Il est vrai que cette dernière a des circonstances atténuantes. Pour adopter la bonne posture, encore faut-il songer à mettre son bassin en antéversion, c’est-à-dire à le projeter en avant pour mieux se cambrer. Une légère cambrure est la position naturelle de la colonne vertébrale chez l’être humain. Or, dans nos sociétés modernes, on fait tout le contraire et on privilégie la rétroversion du bassin, avec le pubis poussé vers l’avant. Comme le souligne Emmanuel Duquoc dans notre dossier du mois (Lire pages 6 à 12), cela commence dès la naissance en mettant les bébés dans des sièges très pratiques pour les parents mais peu respectueux de la physiologie des nouveau-nés. Et ça continue lorsque ces mêmes parents incitent leurs enfants à se tenir droits au mépris de la lordose idéale, ou lorsque que l’école oblige les élèves à se tenir figés sur un mobilier peu adapté favorisant également le maintien rétroverti. Et que dire de la tragédie posturale qui se déroule dans les toilettes occidentales ? Via sa rubrique « Naturo pratique » mensuelle, Emmanuel Duquoc vous a déjà expliqué que notre façon de déféquer en angle droit était la plus antinaturelle qui soit, et la moins propice à un bon transit intestinal. Les deux tiers de l’humanité sont à cet égard mieux lotis puisque l’absence de trône les contraint à se soulager en position accroupie, bien plus favorable à la vidange des intestins. Dans de nombreux pays pauvres, on mange aussi accroupi. Et parmi les peuplades dites « primitives », c’est également le choix de position que font les femmes au moment d’accoucher. Spontanée chez les jeunes enfants, cette manière de s’asseoir est assurément un patrimoine humain immatériel qu’il faudrait réhabiliter d’urgence en Occident pour y enrayer l’épidémie de dorsalgies. Certains praticiens de santé naturelle s’y emploient en remettant à l’honneur les « postures primales » inspirées de la nature. Mais on part de très loin et le « modèle paléo » est encore trop peu populaire pour espérer une rapide évolution sanitaire. C’est bien d’envoyer des milliers de médecins par delà nos frontières pour parer aux situations d’urgence. Ce serait encore mieux d’en profiter pour ramener chez nous des experts posturaux tels que des yogis hindous, des enseignants d’arts martiaux orientaux, des mamas africaines ou… des riziculteurs chinois. Dans ce domaine, le Nord a tout à (ré)apprendre des traditions du Sud et de l’Est !

Grâce au dossier d’Emmanuel, j’ai d’ailleurs appris qu’une discipline japonaise reliée à l’aïkido avait des siècles d’avance sur nous : elle permet de « lire les postures » et d’y décoder des influences psychosomatiques inconscientes. Pour ses praticiens, toutes les tensions corporelles sont liées à des traumatismes anciens et même à des mémoires transgénérationelles.
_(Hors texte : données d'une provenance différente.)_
PR #11151, opened 2018-03-02
Fixed bug with date types stored after other properties

craigtaverner:


community/kernel/src/test/java/org/neo4j/kernel/impl/core/TestCombinedPropertyTypes.java
```diff
@@ -0,0 +1,117 @@
...
+import org.neo4j.graphdb.Node;
+import org.neo4j.kernel.impl.AbstractNeo4jTestCase;
+import org.neo4j.values.storable.DateTimeValue;
+import org.neo4j.values.storable.DateValue;
+import org.neo4j.values.storable.LocalTimeValue;
+import org.neo4j.values.storable.Value;
+
+import static org.junit.Assert.assertEquals;
+
+public class TestCombinedPropertyTypes extends AbstractNeo4jTestCase
```
sherfert, line 37: I really like these tests and it seems like a very useful thing to have for all our types (basically any two different ones in succession). Nothing that this PR needs to have, but it feels like this behavior has been largely untested.

sherfert (approved):

PR #11152, opened 2018-03-02
Native string index in fusion index

tinwelint:


tinwelint:
Depends on #11180

community/kernel/src/main/java/org/neo4j/kernel/impl/index/schema/fusion/FusionIndexBase.java
```diff
@@ -0,0 +1,172 @@
...
+ * Acting as a simplifier for the multiplexing that is going in inside a fusion index. A fusion index consists of multiple parts,
+ * each handling one or more value groups. Each instance, be it a reader, populator or accessor should extend this class
+ * to get that multiplexing at a low cost. All parts will live in an array with specific slot constants to each specific part.
+ *
+ * @param <T> type of instances
+ */
+public abstract class FusionIndexBase<T>
+{
+    private static final int INSTANCE_COUNT = 5;
+    private static final String[] NAMES = { "string", "number", "spatial", "temporal", "lucene" };
```
MishaDemianenko: this is quite an ordering assumption that will be easy to break in future, since there is indirect dependency from order defined in FusionSchemaIndexProvider array creation in the constructor. When javadoc claims that they will live in their own part you do not really expect that those part numbers are hardcoded. Would be really good to have that contract enforced somehow: additional checks or update structure to not really on hard-coded indexes and positions

community/kernel/src/main/java/org/neo4j/kernel/impl/index/schema/fusion/FusionIndexReader.java
```diff
@@ -30,86 +30,79 @@
...
         }
 
-        if ( predicates[0] instanceof GeometryRangePredicate )
+        if ( predicate instanceof GeometryRangePredicate )
         {
-            return spatialReader.query( predicates );
+            return instances[SPATIAL].query( predicates );
         }
 
 // TODO: support temporal range queries
```
MishaDemianenko, line 110: do you guys know when/who will gonna fix those todos or we can remove them?

community/kernel/src/main/java/org/neo4j/kernel/impl/index/schema/NumberHitIterator.java
```diff
@@ -55,9 +56,12 @@ protected boolean fetchNext()
     {
         try
         {
-            if ( seeker.next() )
+            while ( seeker.next() )
             {
-                return next( seeker.get().key().getEntityId() );
+                if ( acceptValue( seeker.get().key().asValue() ) )
```
MishaDemianenko: you can store key into intermediate variable here like:
```
                KEY key = seeker.get().key();
                if ( acceptValue( key.asValue() ) )
                {
                    return next( key.getEntityId() );
                }
```

community/kernel/src/main/java/org/neo4j/kernel/impl/index/schema/StringSchemaKey.java
```diff
@@ -156,6 +173,7 @@ public void writeString( String value )
     @Override
     public void writeString( char value )
     {
-        throw new UnsupportedOperationException( "Not supported a.t.m. should it be?" );
+        // TODO more efficient impl
```
MishaDemianenko: do not think this todo should be here

community/lucene-index/src/main/java/org/neo4j/kernel/api/impl/schema/NativeLuceneFusionSchemaIndexProviderFactory.java
```diff
@@ -87,7 +88,9 @@ public static FusionSchemaIndexProvider newInstance( PageCache pageCache, File s
     {
         IndexDirectoryStructure.Factory childDirectoryStructure = subProviderDirectoryStructure( storeDir );
         boolean readOnly = isReadOnly( config, operationalMode );
-        NumberSchemaIndexProvider nativeProvider =
+        StringSchemaIndexProvider stringProvider =
```
MishaDemianenko: should we introduce a feature flag that will gonna allow us to switch native sting indexes and fallback to lucene?

community/kernel/src/main/java/org/neo4j/kernel/impl/index/schema/FilteringNativeHitIndexProgressor.java
```diff
@@ -0,0 +1,53 @@
...
+import org.neo4j.cursor.RawCursor;
+import org.neo4j.index.internal.gbptree.Hit;
+import org.neo4j.internal.kernel.api.IndexQuery;
+import org.neo4j.values.storable.Value;
+
+class FilteringNativeHitIndexProgressor<KEY extends NativeSchemaKey, VALUE extends NativeSchemaValue> extends NativeHitIndexProgressor<KEY,VALUE>
+{
+    private final IndexQuery[] filter;
+
+    FilteringNativeHitIndexProgressor( RawCursor<Hit<KEY,VALUE>,IOException> seeker, NodeValueClient client,
```
MishaDemianenko, line 34: would b good to have separate test for this one

community/kernel/src/main/java/org/neo4j/kernel/impl/index/schema/FilteringNumberHitIterator.java
```diff
@@ -0,0 +1,46 @@
...
+
+import java.io.IOException;
+import java.util.Collection;
+
+import org.neo4j.cursor.RawCursor;
+import org.neo4j.index.internal.gbptree.Hit;
+import org.neo4j.internal.kernel.api.IndexQuery;
+import org.neo4j.values.storable.Value;
+
+class FilteringNumberHitIterator<KEY extends NativeSchemaKey, VALUE extends NativeSchemaValue> extends NumberHitIterator<KEY,VALUE>
```
MishaDemianenko: and for this one

MishaDemianenko (changes requested):
Have couple of small comments/questions here and there

community/kernel/src/main/java/org/neo4j/kernel/impl/index/schema/fusion/FusionIndexBase.java
tinwelint: Yes, it's a bit annoying... it's only used for allowing to for-loop over sub providers when collecting index failures, i.e. for throwing `IllegalStateException` if that method is called at the wrong state. I'll actually hard code that in there instead, or?

community/kernel/src/main/java/org/neo4j/kernel/impl/index/schema/fusion/FusionIndexReader.java
tinwelint: This TODO is from code that was just moved around in this PR. Pretty sure there's a PR up now (Temporal IV) that will implement those

tinwelint:
@MishaDemianenko have another look now

community/kernel/src/main/java/org/neo4j/kernel/impl/index/schema/fusion/FusionIndexReader.java
MishaDemianenko: ok

MishaDemianenko (approved):

PR #11153, opened 2018-03-04
Improved couple Bolt tests

lutovich:
* Stop all threads after `TransportWriteThrottleTest`
 Test method `#shouldLockWhenNotWritable()` uses a separate thread to acquire a throttle lock when channel is not writable. This thread was not stopped and spun in the background generating garbage. It invoked mock of `ThrottleLock#lock()` in a tight loop. Every mock invocation is recorded and creates a stacktrace. This caused test to sometimes make forked VM to crash with OOM.
    This commit makes the test stop all threads and sleep a bit on every invocation of `ThrottleLock#lock()` to create less mock invocations.

* Remove test that contains no assertions


ali-ince (approved):
:+1:

MishaDemianenko:
Thx guys!

PR #95, opened 2023-03-29
93 lazy download models

### LINKED ISSUE #93: Fix loading models too eagerly (i.e. before registering with funcx)
_The current implementation of `garden_ai.Model(...)` eagerly downloads the MLFlow model with a given URI, and python's "default arguments are evaluated once when defined" behavior gets us some caching behavior for free. The pre-downloaded object is also currently inspected by the `Step` decorating it, in order to extract model-specific dependencies_

However, because it's the default value for one of the function's arguments, the model is now considered part of the function's definition; when the function definition is serialized and registered with/ uploaded to funcx, _the entire `Model` object is included_ as part of the definition. 

Note that this only applies to `garden_ai.Model(...)` expressions that appear as default args -- a model that is only downloaded in the body of a function is not a problem here. 

tldr: steps can infer model-level dependencies at definition time, because the model is part of the definition (yay), but steps also load the entire model into memory at definition time, because it's part of the definition (boo)

# Assumptions:
1. the call to `garden_ai.Model(...)` should not download the entire model unnecessarily 
2. the step still needs to infer the model-specific dependencies correctly 
3. when registering a pipeline, the model should not be uploaded 

# Acceptance Criteria
Given..., when..., then...

OwenPriceSkelly:
Fixes #93 
## Overview

- when we register with funcx and serialize the function object, we also serialize any objects included in the default argument list. 
- This meant that we were accidentally including the entire model implicitly (in the form of a large `mlflow.pyfunc.PyFuncModel` object) when we registered a pipeline containing it.
- Now, the object implicitly serialized (a new `garden_ai.mlmodel._Model` object) is *much* smaller because it waits to load an underlying `mlflow.pyfunc.PyFuncModel` until it's actually necessary to make a prediction -- i.e. the pipeline is actually running.

## Discussion

More details in #93 

## Testing

Just needed to update the fixtures included earlier 

----
:books: Documentation preview :books:: https://garden-ai--95.org.readthedocs.build/en/95/

### DIFF
--- a/garden_ai/mlmodel.py
+++ b/garden_ai/mlmodel.py
@@ -5,6 +5,7 @@ from typing import List
 
 import mlflow  # type: ignore
 from mlflow.pyfunc import load_model  # type: ignore
+from utils.misc import read_conda_deps
 
 
 class ModelUploadException(Exception):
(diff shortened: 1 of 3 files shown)


WillEngler (approved):
Awesome!!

Il convient alors de travailler les attitudes du corps pour soigner l’esprit et y résoudre des problématiques engrammées de longue date. Cela rejoint merveilleusement bien le « credo » de la revue Néosanté, à savoir l’unité indissociable de la psyché et du soma (lire à ce sujet l’interview d’Siabelle Filliozat en pages 13 à 15) . Tout comme les psychothérapies peuvent aider à guérir des maladies somatiques, les approches purement corporelles (nutrition, activité physique, techniques manuelles…) ou psychocorporelles (yoga, bioénergie, arts internes, eutonie, méthodes Feldenkrais ou Alexander…) peuvent contribuer à solutionner les conflits psycho-émotionnels. Le point de rencontre entre l’âme et la matière, c’est précisément la posture. Toute la noblesse d’un être, sa dignité et sa droiture s’expriment dans son aptitude à se tenir droit sans rigidité. Sa santé aussi repose sur le subtil équilibre entre force et souplesse, enracinement et libre mouvement. La bonne nouvelle, c’est que les bonnes postures peuvent s’acquérir et se retrouver.